TASK TO CARRY OUT:
After reading the data below, copy out every line that contains the word "only".
======== SUPPLIED RECORDS ========
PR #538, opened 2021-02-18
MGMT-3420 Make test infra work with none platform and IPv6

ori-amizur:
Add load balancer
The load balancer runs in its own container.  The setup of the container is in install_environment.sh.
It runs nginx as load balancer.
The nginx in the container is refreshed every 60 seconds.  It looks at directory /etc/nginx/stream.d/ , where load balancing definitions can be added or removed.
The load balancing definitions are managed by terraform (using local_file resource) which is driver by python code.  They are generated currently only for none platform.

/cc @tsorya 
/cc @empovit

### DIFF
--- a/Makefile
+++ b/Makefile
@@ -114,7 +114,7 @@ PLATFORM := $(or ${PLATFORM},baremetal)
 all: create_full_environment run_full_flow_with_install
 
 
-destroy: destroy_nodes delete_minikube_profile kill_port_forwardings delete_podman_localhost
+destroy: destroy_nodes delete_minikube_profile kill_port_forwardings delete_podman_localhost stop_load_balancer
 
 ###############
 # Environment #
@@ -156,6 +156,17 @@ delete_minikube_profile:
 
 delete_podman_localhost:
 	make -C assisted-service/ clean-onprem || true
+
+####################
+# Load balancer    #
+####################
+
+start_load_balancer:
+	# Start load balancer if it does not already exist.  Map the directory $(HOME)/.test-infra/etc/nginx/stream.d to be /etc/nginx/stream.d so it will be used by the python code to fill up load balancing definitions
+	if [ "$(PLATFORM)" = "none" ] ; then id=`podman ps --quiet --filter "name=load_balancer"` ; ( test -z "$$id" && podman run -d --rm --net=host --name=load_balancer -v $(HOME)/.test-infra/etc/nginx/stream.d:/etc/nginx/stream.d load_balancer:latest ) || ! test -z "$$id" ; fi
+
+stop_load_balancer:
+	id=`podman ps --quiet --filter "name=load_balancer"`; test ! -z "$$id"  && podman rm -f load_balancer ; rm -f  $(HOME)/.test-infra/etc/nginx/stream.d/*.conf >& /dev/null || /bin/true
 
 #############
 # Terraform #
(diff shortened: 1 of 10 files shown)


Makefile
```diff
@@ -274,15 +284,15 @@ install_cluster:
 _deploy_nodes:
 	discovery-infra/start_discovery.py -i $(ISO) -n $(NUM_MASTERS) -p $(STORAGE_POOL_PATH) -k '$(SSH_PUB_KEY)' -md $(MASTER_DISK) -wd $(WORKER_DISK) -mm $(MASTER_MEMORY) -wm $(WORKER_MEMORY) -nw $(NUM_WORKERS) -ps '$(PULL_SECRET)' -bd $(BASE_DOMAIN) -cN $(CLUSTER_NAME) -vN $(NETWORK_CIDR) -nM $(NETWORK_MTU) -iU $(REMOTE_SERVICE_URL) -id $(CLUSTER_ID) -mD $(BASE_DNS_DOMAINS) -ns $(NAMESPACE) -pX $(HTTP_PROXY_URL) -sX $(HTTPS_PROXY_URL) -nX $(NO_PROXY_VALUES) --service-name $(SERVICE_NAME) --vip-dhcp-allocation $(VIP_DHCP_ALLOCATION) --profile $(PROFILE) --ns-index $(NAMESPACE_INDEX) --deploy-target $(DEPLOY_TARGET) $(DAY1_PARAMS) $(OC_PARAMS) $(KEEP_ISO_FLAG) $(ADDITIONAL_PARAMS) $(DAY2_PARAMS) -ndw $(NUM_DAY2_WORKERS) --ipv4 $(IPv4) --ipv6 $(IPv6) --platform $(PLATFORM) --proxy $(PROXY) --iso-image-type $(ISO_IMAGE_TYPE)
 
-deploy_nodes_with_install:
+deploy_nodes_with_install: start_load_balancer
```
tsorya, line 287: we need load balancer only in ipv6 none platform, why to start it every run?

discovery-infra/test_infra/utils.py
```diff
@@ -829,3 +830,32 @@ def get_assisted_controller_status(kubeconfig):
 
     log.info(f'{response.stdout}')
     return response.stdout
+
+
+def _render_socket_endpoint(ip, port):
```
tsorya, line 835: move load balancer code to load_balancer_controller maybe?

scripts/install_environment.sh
========
RESULT OF THIS EXERCISE:
The load balancing definitions are managed by terraform (using local_file resource) which is driver by python code.  They are generated currently only for none platform.
tsorya, line 287: we need load balancer only in ipv6 none platform, why to start it every run?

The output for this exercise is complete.